Figure 4 shows the simulation result of the first scenario that the thickness of the mineralized collagen fibril layer was varied with the fixed thickness of the interfibrillar matrix. The spectral slope decreases as the thickness of the collagen fibril layer decreases. Thus, in the deformation zone identified by the spectroscopic image, the spectral variances might be attributable to the thinning of collagen fibrils. Although the collagen fibrils would be subject to elongation, resulting in the thinning of the collagen fibrils due to Poisson's effect, the existence of mineral content within collagen fibrils can lower the Poisson's ratio of mineralized collagen fibrils.¹⁵ In this case, the thinning effect of the collagen fibrils would be minimal and not contribute significantly to the decrease in spectral slope during loading of the specimen. Figure 4 shows the result of the second scenario that Δn was changed. As Δn becomes smaller, the absolute value of the spectral slope increased, corresponding to the deformation zone of our bone specimen under loading. The variance of refractive index can potentially be derived from the internal structure reorganization or new phase formation. In the recent study using fluorescent dyes to stain the deformation zone of the bovine bone specimen,¹¹ debonding of the mineral collagen interface, can account for the prominent process within the deformation zone. The debonding effect can create additional interfaces in the bone structure and yield nanoscale voids (10 to 20 nm in size).¹¹ This could potentially be responsible for the slight residual deformation that can be seen in our spectroscopic image during unloading [e.g., Fig. 2]. Formation of nanoscale voids could potentially render the variation of the refractive index, and thus the simulation result suggests that the formation of nanoscale voids occurs within the mineralized collagen fibrils. Overall, the relatively large deformation zone may be attributable to either the thinning of the mineralized collagen fibril or the refractive index variation potentially derived from nanoscale void formation.

Fig. 4

(a) Simulation result of the 1-D multilayer dielectric nanostructure when the thickness of the mineralized collagen fibril layer was varied. (b) Simulation result when the refractive index difference was changed.
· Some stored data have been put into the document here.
PR #1135, opened 2022-12-13
Fix bugs in frustum-based data augmentations

lengzq:
Use boolean mask to select valid points, then choose a frustum center from the valid points. Previous implementation will random choose a center from all points, which include none valid points.


tanzhenyu (commented):
add you add some test to catch it?

ianstenbit (approved):

tanzhenyu (approved):

tanzhenyu:
manual merging since gcp testing is broken

PR #1136, opened 2022-12-13
Migrate RandomZoom

divyashreepathihalli:


divyashreepathihalli:
random_zoom demo

keras_cv/layers/__init__.py
```diff
@@ -85,9 +83,11 @@
 from keras_cv.layers.preprocessing.random_gaussian_blur import RandomGaussianBlur
 from keras_cv.layers.preprocessing.random_hue import RandomHue
 from keras_cv.layers.preprocessing.random_jpeg_quality import RandomJpegQuality
+from keras_cv.layers.preprocessing.random_rotation import RandomRotation
```
ianstenbit, line 86: Was this missed in a previous PR?

keras_cv/layers/preprocessing/random_zoom.py
```diff
@@ -0,0 +1,235 @@
...
+from keras_cv.layers.preprocessing.base_image_augmentation_layer import (
+    BaseImageAugmentationLayer,
+)
+from keras_cv.utils import preprocessing
+
+# In order to support both unbatched and batched inputs, the horizontal
+# and verticle axis is reverse indexed
+H_AXIS = -3
+W_AXIS = -2
+IMAGES = "images"
```
ianstenbit, line 28: Looks like these two strong constants are unused

keras_cv/layers/preprocessing/random_zoom.py
```diff
@@ -0,0 +1,235 @@
...
+
+@tf.keras.utils.register_keras_serializable(package="keras_cv")
+class RandomZoom(BaseImageAugmentationLayer):
+    """A preprocessing layer which randomly zooms images during training.
+
+    This layer will randomly zoom in or out on each axis of an image
+    independently, filling empty space according to `fill_mode`.
+
+    Input pixel values can be of any range (e.g. `[0., 1.)` or `[0, 255]`) and
+    of interger or floating point dtype. By default, the layer will output
```
ianstenbit, line 40: s/interger/integer

keras_cv/layers/preprocessing/random_zoom.py
```diff
@@ -0,0 +1,235 @@
...
+
+    Args:
+      height_factor: a float represented as fraction of value, or a tuple of
+        size 2 representing lower and upper bound for zooming vertically. When
+        represented as a single float, this value is used for both the upper and
+        lower bound. A positive value means zooming out, while a negative value
+        means zooming in. For instance, `height_factor=(0.2, 0.3)` result in an
+        output zoomed out by a random amount in the range `[+20%, +30%]`.
+        `height_factor=(-0.3, -0.2)` result in an output zoomed in by a random
+        amount in the range `[+20%, +30%]`.
```
ianstenbit, line 51: Seems like this range is wrong -- should it be [-30%, -20%]?

keras_cv/layers/preprocessing/random_zoom.py
```diff
@@ -0,0 +1,235 @@
...
+            interpolation=self.interpolation,
+        )
+        output = tf.squeeze(output, 0)
+        output.set_shape(original_shape)
+        return output
+
+    def augment_label(self, label, transformation, **kwargs):
+        return label
+
+    def compute_output_shape(self, input_shape):
```
ianstenbit, line 180: Don't think we need this

keras_cv/layers/preprocessing/random_zoom_test.py
```diff
@@ -0,0 +1,152 @@
...
+
+import numpy as np
+import tensorflow as tf
+from absl.testing import parameterized
+
+from keras_cv.layers.preprocessing.random_zoom import RandomZoom
+
+
+class RandomZoomTest(tf.test.TestCase, parameterized.TestCase):
+    def _run_test(self, height_factor, width_factor):
```
ianstenbit, line 23: Same as last PR -- let's rename this test_output_shape and parameterize it directly instead of calling it from other parameterized tests

keras_cv/layers/preprocessing/random_zoom.py
```diff
@@ -0,0 +1,235 @@
...
+
+    This layer will randomly zoom in or out on each axis of an image
+    independently, filling empty space according to `fill_mode`.
+
+    Input pixel values can be of any range (e.g. `[0., 1.)` or `[0, 255]`) and
+    of interger or floating point dtype. By default, the layer will output
+    floats.
+
+    Args:
+      height_factor: a float represented as fraction of value, or a tuple of
```
ianstenbit, line 44: Does passing `height_factor=0` result in no vertical zoom? If so, let's document that.

ianstenbit (changes requested):
Thanks!

keras_cv/layers/__init__.py
divyashreepathihalli: yeah, this was missed.

keras_cv/layers/preprocessing/random_zoom.py
divyashreepathihalli: done

keras_cv/layers/preprocessing/random_zoom.py
divyashreepathihalli: done

keras_cv/layers/preprocessing/random_zoom_test.py
divyashreepathihalli: done

keras_cv/layers/preprocessing/random_zoom.py
divyashreepathihalli: if height_factor is 0 and width_factor=None, then result images will have no zoom. I have added this to doc string.

keras_cv/layers/preprocessing/random_zoom.py
ianstenbit: Our BaseImageAugmentationLayer defines `_compute_output_signature` in lieu of the method `compute_output_signature` in base `keras.Layer`, and uses that instead, so in our KPLs we define `compute_image_signature` to define this, and we only need to do that if the output image shape is different from the input shape

ianstenbit (approved):
LGTM after my comment

Thank you!

keras_cv/layers/preprocessing/random_zoom.py
divyashreepathihalli: Got it! deleted compute_output_shape()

In conclusion, our pilot studies can serve as compelling demonstration that the light elastically backscattered from bone tissue can be highly sensitive to nanoscale structural alterations. Specifically, our spectroscopic imaging method allowed us to sensitively map heterogeneous prefailure deformation in a relatively large area at small strains. Moreover, the unique combination of the bone structure and the system configuration allowed us to use the transfer matrix method to study possible spectroscopic origins for prefailure deformation.